18539157. NEURAL IMPLICIT SCATTERING FUNCTIONS FOR INVERSE PARAMETER ESTIMATION AND DYNAMICS MODELING OF MULTI-OBJECT INTERACTIONS simplified abstract (TOYOTA RESEARCH INSTITUTE, INC.)

From WikiPatents
Jump to navigation Jump to search

NEURAL IMPLICIT SCATTERING FUNCTIONS FOR INVERSE PARAMETER ESTIMATION AND DYNAMICS MODELING OF MULTI-OBJECT INTERACTIONS

Organization Name

TOYOTA RESEARCH INSTITUTE, INC.

Inventor(s)

Stephen Tian of Stanford CA (US)

Yancheng Cai of Cambridge (GB)

Hong-Xing Yu of Stanford CA (US)

Sergey Zakharov of Stanford CA (US)

Katherine Liu of Mountain View CA (US)

Adrien David Gaidon of Mountain View CA (US)

Yunzhu Li of Stanford CA (US)

Jiajun Wu of Stanford CA (US)

NEURAL IMPLICIT SCATTERING FUNCTIONS FOR INVERSE PARAMETER ESTIMATION AND DYNAMICS MODELING OF MULTI-OBJECT INTERACTIONS - A simplified explanation of the abstract

This abstract first appeared for US patent application 18539157 titled 'NEURAL IMPLICIT SCATTERING FUNCTIONS FOR INVERSE PARAMETER ESTIMATION AND DYNAMICS MODELING OF MULTI-OBJECT INTERACTIONS

The method described in the patent application involves dynamic modeling and manipulation of multi-object scenes using object-centric neural implicit scattering functions (OSFs) within a model-predictive control (MPC) framework. This allows for re-rendering scenes under object rearrangement and varying lighting conditions.

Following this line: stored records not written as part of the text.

PR #629, opened 2021-11-05
[build] avoid build context in docker image builds

SimSaladin:
This makes the image build steps much faster by avoiding sending (completely unnecessary) build contexts to the docker daemon. Especially useful if there are build artifacts in the current directory (e.g. in `target`).


juped:
pls update ci

juped:
this should be pretty helpful

PR #647, opened 2021-11-09
[tests/e2e] the env var should be set on build instead of run

tzemanovic:
This fixes an issue of `ANOMA_DEV=true` leaking into the e2e tests, which should always run *without* the dev feature


tzemanovic:
pls restart ci

tzemanovic:
already fixed on master via #622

  • Object-centric neural implicit scattering functions (OSFs) are used as object representations in a model-predictive control (MPC) framework for multi-object scenes.
  • Per-object light transport modeling enables compositional scene re-rendering under object rearrangement and changing lighting conditions.
  • Inverse parameter estimation and graph neural network (GNN) dynamics models are applied to estimate initial object poses and light positions in the scene.
  • The method allows for manipulating objects in multi-object scenes based on the estimated parameters from the inverse parameter estimation and GNN dynamics models.

Potential Applications: - Computer graphics and animation - Virtual reality and augmented reality environments - Robotics and autonomous systems - Industrial automation and manufacturing processes

Problems Solved: - Efficient modeling and manipulation of multi-object scenes - Real-time re-rendering of scenes under changing conditions - Accurate estimation of object poses and lighting positions

Benefits: - Enhanced realism and flexibility in scene rendering - Improved control and manipulation of objects in dynamic environments - Increased efficiency in modeling complex scenes

Commercial Applications: Dynamic modeling and manipulation technology can be utilized in various industries such as entertainment, gaming, architecture, engineering, and e-commerce for realistic visualization, simulation, and interactive experiences.

Questions about the technology: 1. How does the use of object-centric neural implicit scattering functions improve scene modeling and manipulation? 2. What are the potential limitations or challenges in implementing this technology in real-world applications?

Frequently Updated Research: Researchers are constantly exploring advancements in neural network models, MPC frameworks, and inverse parameter estimation techniques to further enhance the capabilities of dynamic scene modeling and manipulation technologies.


Original Abstract Submitted

A method for dynamic modeling and manipulation of multi-object scenes is described. The method includes using object-centric neural implicit scattering functions (OSFs) as object representations in a model-predictive control (MPC) framework for the multi-object scenes. The method also includes modeling a per-object light transport to enable compositional scene re-rendering under object rearrangement and varying lighting conditions. The method further includes applying inverse parameter estimation and graph neural network (GNN) dynamics models to estimate initial object poses and a light position in the multi-object scene. The method also includes manipulating an object perceived in the multi-object scene according to the applying of the inverse parameter estimation and the GNN dynamics models.